Castle Hill, now on its third pub plan, is relatively straightforward.
The Thandi Brothers owned the pub, built a new structure which exceeded the permission they were given and, in a long and drawn out process, were forced to tear it down.
It appears since that episode people (and by that I include our councillors as well as the humble hoi polloi of you and I) seem now to have concrete views on the plan.
It’s either a yes or a no. And there’s no grey area for most.
On one side we have vocal groups opposed to the development for a variety of reasons whether they be economic, environmental or simply because of the owner’s previous planning indiscretion.
On the other we have, I think, a less vocal but probably more numerous group of people who would be happy to see a pub up there if for nothing else to give shelter against the winds that buffet the thousands of visitors who make the trip up there every year.
Either way, there are plenty of opinions flying about – much like the hats on top of the aforementioned hill.
The recently closed George Hotel also provokes strong views. It’s a prime site in the town centre. It’s a historic hotel – not least for the role it played in the formation of the Rugby League.
But what can it be? Will it ever be a hotel again? Is there the demand for the rooms it provides at the current cost? Could it be a budget hotel?
What about a restaurant and offices? Would that be sacrilege to one of the icons of Huddersfield?
Even in these financially straitened times I’m sure there will be people looking around at whether the George could be reborn as flats or serviced apartments.
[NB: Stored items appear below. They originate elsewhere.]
PR #208, opened 2019-11-22
Remove `content-type` header check for FormData body

### LINKED ISSUE #204: Error: The `content-type` header cannot be used with a FormData body. It will be set automatically.
In the browser:

```js
const req = new Request('http://google.com', { method: 'POST', body: new FormData() })
req.headers.has('content-type')
// true
```

It means we cannot pass this check even when no `content-type` header has explicitly been set.

https://github.com/sindresorhus/ky/blob/1a86d5bf16f9282e00cd35b149d2ec00826dbef7/index.js#L246-L248

So my call to ky is erroring in v0.16:

```js
    const res = await ky.post('dag/put', {
      timeout: options.timeout,
      signal: options.signal,
      headers: options.headers,
      searchParams,
      body: toFormData(serialized)
    }).json()
```

https://github.com/ipfs/js-ipfs-http-client/pull/1159

rangermeier:
Closes #204 

This PR removes the check for absence of a `content-type` header when the request body is FormData or URLSearchParams.

When there are `searchParams` the updated request will not be based on the existing Request object but from `this,_options`. Otherwise the resulting new Request would omit any attached files.

### DIFF
--- a/test/browser.js
+++ b/test/browser.js
@@ -182,17 +182,21 @@ test('throws if does not support ReadableStream', withPage, async (t, page) => {
 test('FormData with searchParams', withPage, async (t, page) => {
 	const server = await createTestServer();
 	server.get('/', (request, response) => {
-		response.end('nothing');
+		response.end();
 	});
 	server.post('/', async (request, response) => {
 		const pBody = util.promisify(body);
-		response.end(await pBody(request));
+		const requestBody = await pBody(request);
+
+		t.regex(requestBody, /bubblegum pie/);
+		t.deepEqual(request.query, {foo: '1'});
+
+		response.end();
 	});
 
 	await page.goto(server.url);
 	await page.addScriptTag({path: './umd.js'});
-
-	const requestBody = await page.evaluate(url => {
+	await page.evaluate(url => {
 		window.ky = window.ky.default;
 		const formData = new window.FormData();
 		formData.append('file', new window.File(['bubblegum pie'], 'my-file'));
@@ -200,10 +204,8 @@ test('FormData with searchParams', withPage, async (t, page) => {
 			method: 'post',
 			searchParams: 'foo=1',
 			body: formData
-		}).text();
+		});
 	}, server.url);
-
-	t.regex(requestBody, /bubblegum pie/);
 
 	await server.close();
 });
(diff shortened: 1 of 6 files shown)


sindresorhus:
Can you add a test for the searchParams issue?

rangermeier:
My first try didn't capture the issue, i.e. it didn't fail when reverting 2be9a92 .

With the changes from 0d246c9 it's actually capturing the issue plus I fixed the build errors.

sholladay:
Thanks for working on this. Generally, I think your solution is pretty reasonable.

Unfortunately, I think this will introduce new bugs of its own. For example, if the `input` argument is a `Request`, its headers and other settings will be ignored. Though, that's probably preferable to the current situation.

What we _really_ want to do here is update the URL of the existing `this.request`. I didn't find a way to do it when I wrote this code, other than creating a new `Request` instance.

rangermeier:
Thanks for reviewing, @sholladay. I added a test case for the example you gave. I also changed the code for updating the URL with the `searchParams`, so there is no loss of configuration. 

```
```

test/browser.js
```diff
@@ -176,3 +178,56 @@ test('throws if does not support ReadableStream', withPage, async (t, page) => {
...
+	await page.goto(server.url);
+	await page.addScriptTag({path: './umd.js'});
+
+	const requestBody = await page.evaluate(url => {
+		window.ky = window.ky.default;
+		const formData = new window.FormData();
+		formData.append('file', new window.File(['bubblegum pie'], 'my-file'));
+		return window.ky(url, {
+			method: 'post',
+			searchParams: 'foo=1',
```
sholladay: The test should assert that the search params are respected

test/browser.js
```diff
@@ -176,3 +178,56 @@ test('throws if does not support ReadableStream', withPage, async (t, page) => {
...
+	await page.goto(server.url);
+	await page.addScriptTag({path: './umd.js'});
+
+	const requestBody = await page.evaluate(url => {
+		window.ky = window.ky.default;
+		const request = new window.Request(url, {
+			headers: {'content-type': 'text/css'}
+		});
+		return window.ky(request, {
+			searchParams: 'foo=1'
```
sholladay: Same here - make sure test fails if search params are missing from the request to the server.

test/browser.js
rangermeier: I added an assertion for the search params and moved the assertions into the server callback.

test/browser.js
rangermeier: done

PR #854, opened 2024-09-03
fix: registry canister

NikolaMilosa:
Migrating to one used in `rs-agent`

Fixes:
1. `dre registry`
2. `multiservice discovery`


sasa-tomic (approved):
:rocket: TY!

PR #857, opened 2024-09-03
feat: Replace poetry with rye for managing Python dependencies

sasa-tomic:
Info on rye can be found at https://rye.astral.sh/


bin/release-controller-update-data-model.sh
```diff
@@ -0,0 +1,14 @@
...
+set -eEuo pipefail
+
+git_root=$(git rev-parse --show-toplevel)
+cd "$git_root"
+command -v rye >/dev/null \
+    || rye run datamodel-codegen \
+        --input $git_root/release-index-schema.json \
+        --input-file-type jsonschema \
+        --output $git_root/release-controller/release_index.py \
+        --target-python-version 3.10 \
```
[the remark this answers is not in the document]
LittleChimera: or maybe parse it from somewhere

docker/Dockerfile
```diff
@@ -114,7 +60,7 @@ ENV RUSTUP_HOME=/opt/rustup \
     PATH=/opt/cargo/bin:$PATH
 
 # Make sure /rust-toolchain.toml has the same version
-ARG rust_version=1.66.1
+ARG rust_version=1.79.0
```
LittleChimera, line 63: could we get this from rust config instead?

sasa-tomic: yep!

PR #862, opened 2024-09-04
Address various issues through the use of Cargo deny.

DFINITYManu:
* Licensing compliance enforcement (needs to be reviewed).
* Banning the use of OpenSSL altogether, to prevent problems with dynamic libraries.

CI/CD still needs to be addressed here.

Also, there is a package that is GPL 3.0 and therefore we cannot use it.  This package is pulled in by `chrome_headless` and therefore we should remove that (to my understanding the screenshotting functionality doesn't currently work anyway).  If we really want that, we should consider rearchitecting that functionality to be a separate program that gets invoked via `execve()` from the qualifier and takes the screenshots autonomously during qualification; that way, that program does not force the entire code base to link with the GPL library `chrome_headless` includes, which is incompatible with the qualifier code.  We will then obviously have to add a screenshot-program-specific exception for that one in `deny.toml`, which is a nice self-referential reference, so that we can deny while we deny.


Cargo.lock
```diff
@@ -6475,50 +6427,12 @@ version = "0.3.1"
...
-source = "registry+https://github.com/rust-lang/crates.io-index"
-checksum = "a948666b637a0f465e8564c73e89d4dde00d72d4d473cc972f390fc3dcee7d9c"
-dependencies = [
- "proc-macro2",
- "quote",
- "syn 2.0.76",
-]
-
 [[package]]
 name = "openssl-probe"
```
LittleChimera, line 6431: hmmm, i also removed this one, but not sure why we still have it here.

NikolaMilosa (approved):

Cargo.lock
DFINITYManu: Due to the work that @sasa-tomic put into updating deps, a ton of the lock file stuff went away, and also a ton of the duplicate package exceptions we had in `deny.toml` was no longer necessary.

PR #863, opened 2024-09-04
chore: Remove some obsolete mentions of gitlab

sasa-tomic:


.github/workflows/main.yaml
```diff
@@ -109,7 +109,6 @@ jobs:
             bases/apps/mainnet-dashboard/backend/base/deployment.yaml
             bases/apps/mainnet-dashboard/statefulset-slack.yaml
             bases/apps/service-discovery/service-discovery.yaml
-            gitlab-ci/vector-configs.yml
```
NikolaMilosa, line 112: Instead of removing it lets just change the path to: `.github/workflows/dre-vector-configs.yaml`
Source: https://github.com/dfinity-ops/k8s/blob/main/.github/workflows/dre-vector-configs.yaml

NikolaMilosa:
This is fixed here: https://github.com/dfinity/dre/pull/865#pullrequestreview-2282521063 by @LittleChimera

PR #864, opened 2024-09-04
feat: overriding ic admin versions

NikolaMilosa:
Adds possibility to specify a version of `ic-admin` to wrap.

Previously we were forced to rely on governance canister version and fallback to a default.
Now we have the full control. The default is `from-governance` which is the same behavior as before.

To run dre with `ic-admin` with governance version:
```bash
dre --ic-admin-version from-governance/governance/govn/g get subnet-list
```

To run dre with `ic-admin` from default version that is updated when we update deps:
```bash
dre --ic-admin-version default/d get subnet-list
```

To run dre with `ic-admin` from a specific commit we can use:
```bash
dre --ic-admin-version <commit> get subnet-list
```

### DIFF
--- a/rs/cli/src/commands/mod.rs
+++ b/rs/cli/src/commands/mod.rs
@@ -20,6 +20,7 @@ use proposals::Proposals;
 use propose::Propose;
 use qualify::Qualify;
 use registry::Registry;
+use strum::Display;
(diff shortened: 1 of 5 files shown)


sasa-tomic (approved):
LGTM

DFINITYManu (approved):

PR #870, opened 2024-09-05
fix: removing duplicated rye and sourcing it in `update dependencies` job 

NikolaMilosa:


.github/workflows/update-dependencies.yaml
```diff
@@ -23,7 +23,9 @@ jobs:
       - name: "🐍 Install rye"
```
DFINITYManu, line 23: why a duck

DFINITYManu (approved):

DFINITYManu:
I will reapprove when fix is gud.

.github/workflows/update-dependencies.yaml
```diff
@@ -23,7 +23,9 @@ jobs:
...
         run: |
           export RYE_INSTALL_OPTION="--yes"
+          export RYE_HOME="$HOME/.rye"
           curl -sSf https://rye.astral.sh/get | bash
```
sasa-tomic, line 27: Why not have it in container only?

PR #872, opened 2024-09-05
fix: fixing default value for ic-admin-version

NikolaMilosa:


LittleChimera (approved):

DFINITYManu (changes requested):
I tried the URL with from-governance and yeah, it is 403.  If the code was interpolating FromGovernance into a string, and now it is interpolating from-governance, that's never gonna work.

Did you test this?

NikolaMilosa:
Of course, did you?

DFINITYManu (approved):
Now I have.  It works.  How can this fix the issue??

DFINITYManu:
Ah I see:

```

impl From<&str> for IcAdminVersion {
    fn from(value: &str) -> Self {
        match value {
            "from-governance" | "governance" | "g" | "govn" => Self::FromGovernance,
            "default" | "d" => Self::Default,
            s => Self::Strict(s.to_string()),
        }
    }
}
```

PR #895, opened 2024-09-06
refactor: `IcAdminRequirement` -> `AuthRequirement`

NikolaMilosa:
Summary of what's been done:
1. Turned `ic-admin` into lazy loaded dependency. Its fetched only if its used.
2. When developing a command we specify what auth level will be needed for it
If we are going to interact only with canisters, we need `Signer` level
If we are going to send proposals via ic-admin, we need `Neuron` level
3. Added tests for some cases

While developing i've seen noticed the sheer complexity that case `OverridenBy` adds. When that code was added we did it to ensure that if nothing is specified and we want to place a proposal for upgrading unassigned nodes we are sure to use a release automation neuron if its present on the machine. Its the only place where we've seen it be used, and in reality it was never used because that proposal is placed by Airflow. I would rather we removed this special corner case from the dre because it adds unnecessary complexity. 

**NOTE**: The above comment has been addressed in this PR and the code is removed.

I would love to try [SoftHSMv2](https://github.com/opendnssec/SoftHSMv2) to try and emulate an HSM and add tests for that detection. That could be, and probably should be a part of a different PR.


DFINITYManu:
You read my mind.     I'm looking at the parts where I could give useful input.

rs/cli/src/auth.rs
```diff
@@ -43,6 +47,162 @@ pub fn hsm_key_id_to_string(s: u8) -> String {
...
+                        Auth::Keyfile { path } if !path.exists() => Err(anyhow::anyhow!(
+                            "Path `{}` not found, which can be used to override this command. Specify your own auth args",
+                            path.display()
+                        )),
+                        Auth::Keyfile { path } => Ok((neuron.neuron_id, Auth::Keyfile { path })),
+                        // Hard error on the whole program since we don't support this
+                        _ => anyhow::bail!("Overriding neuron with auth types other than keyfile is not supported"),
+                    };
+
+                    match (maybe_user_provided_neuron, maybe_neuron_override) {
```
DFINITYManu, line 155: Do we still have a use case to preserve the override authentication branch?  What happens, hypothetically speaking, if we completely delete it?  What becomes impossible?

rs/cli/src/auth.rs
```diff
@@ -90,7 +250,7 @@ impl Neuron {
     }
 }
 
-#[derive(Clone, Debug)]
+#[derive(Clone, Debug, Eq, PartialEq)]
```
DFINITYManu, line 253: I always found it funny that Rust doesn't by default make types comparable, but when I learned that this provides the Rust compiler some opportunities for serious optimization quite literally impossible in other languages, I understood why.

rs/cli/src/auth.rs
```diff
@@ -158,6 +318,7 @@ impl Auth {
         }
     }
 
+    /// If it is called it is expected to retrieve an Auth of type Hsm or fail
```
DFINITYManu, line 321: Perfect.  I was dying to get to this point in the refinement of this function.

rs/cli/src/auth.rs
NikolaMilosa: I would love to just remove it. The use case seemed pretty good back then => If user provides nothing, assume OVERRIDE as default. Only example right now is to submit an `update_unassigned_nodes` with automation as default. Right now that part is done by Airflow and I was thinking that removing it would make the most sense because it would simplify the code, and we review proposals before submitting anyway.

rs/cli/src/auth.rs
NikolaMilosa: Was an obvious choice after the refactor

sasa-tomic (approved):
Beautiful, thanks!
(please address reviewer comments)

rs/cli/src/auth.rs
NikolaMilosa: I have decided to just remove this code. It looks way simpler and more readable. I've seen that the use case we had for this is super narrow and is a one-off.

DFINITYManu: That is grreat news!

PR #902, opened 2024-09-10
chore: adding neuron detection tests

NikolaMilosa:
This PR is intended to start adding tests for our neuron detection code with hsm. 

What is done:
1. Testing of hsm detection code for `Signer` requirement
2. Testing of hsm detection code for `Neuron` requirement
  * ATM this test fails because we can't import a dfx generated pem for a slot and use it to list neurons visible to principal and it always returns an empty vec
3. Testing of hsm detection when a specific key is provided


rs/cli/src/unit_tests/ctx_init.rs
```diff
@@ -1,4 +1,4 @@
-use std::{path::PathBuf, str::FromStr};
+use std::{path::PathBuf, process::Command, str::FromStr};
```
sasa-tomic, line 1: Do we plan to use this code for non-unit tests as well?
If so, it would make sense to rename the directory from `unit_tests` to just plain `tests` since it's shorter and does not carry less information.

sasa-tomic (approved):
TY!

rs/cli/src/unit_tests/ctx_init.rs
NikolaMilosa: I don't know. For the moment these are not even "unit tests", most are, but some do integrate with real services (Like governance canister). So what is your suggestion?

sasa-tomic: How about renaming to `tests` then?

DFINITYManu (approved):

NikolaMilosa:
Will mark as draft, still can't fully replicate hsm with softhsm

NikolaMilosa:
Will close this since its stale. We can come back to this if it makes sense in the future.

PR #903, opened 2024-09-10
feat: adding softhsm2 to docker runner

NikolaMilosa:


docker/runner.Dockerfile
```diff
@@ -87,6 +87,8 @@ USER runner
 WORKDIR /home/runner
 SHELL [ "/bin/bash", "-c" ]
 
+RUN source /opt/rye/env
```
sasa-tomic, line 90: Can this go into a separate PR?

NikolaMilosa: Okay, will wait both to be merged so I update only once, and not 2 times

LittleChimera (approved):

PR #926, opened 2024-09-13
Modify linear reduction b coefficient 70% -> 80%

pietrodimarco-dfinity:


rs/dre-canisters/trustworthy-node-metrics/src/trustworthy-node-metrics-frontend/src/components/RewardsInfo.tsx
```diff
@@ -83,7 +83,7 @@ const NodeRewardExplanation = () => {
               </ListItem>
               <ListItem sx={{ display: 'list-item' }}>
                 <Typography variant="body2" color="textSecondary" gutterBottom>
-                  Failure Rates Above 70%: Once the failure rate exceeds 70%, the rewards reduction reaches its maximum of 100%. Any failure rate beyond this threshold results in a complete loss of rewards.
+                  Failure Rates Above 80%: Once the failure rate exceeds 80%, the rewards reduction reaches its maximum of 100%. Any failure rate beyond this threshold results in a complete loss of rewards.
```
sasa-tomic, line 86: Hmmm I think we agreed with @bjoernek to saturate reductions at 80% instead of 100%, or is this something else?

But would that ‘privatisation’ be in keeping with the public role the building plays in Huddersfield?
Either way people will have an opinion on what should happen to this plot.
And for all the disagreements and disparaging words that will be spat out to proponents and opponents of the various plans for these two sites, we should remember one thing.
There can’t be many places in Britain today where people care enough to trade verbal blows to such an extent about something that really doesn’t affect them that much.
As we lurch ever further forward into the 21st century and hear about the fragmentation of society, the breakdown of law and order and the splintering of established norms, surely it’s heartening that in our town there is enough civic pride to get hot under the collar about our history – and how we act as caretaker for it in the present.
For all those who want a pub on Castle Hill and can’t understand why some don’t, for all those who believe the pub would be an affront, for all those who want a hotel or nothing and for those who want anything but another empty building, just think how depressing it would be if no-one cared rather than someone disagreeing.
As long as people are willing to argue, then maybe the future of these two sites may just be OK.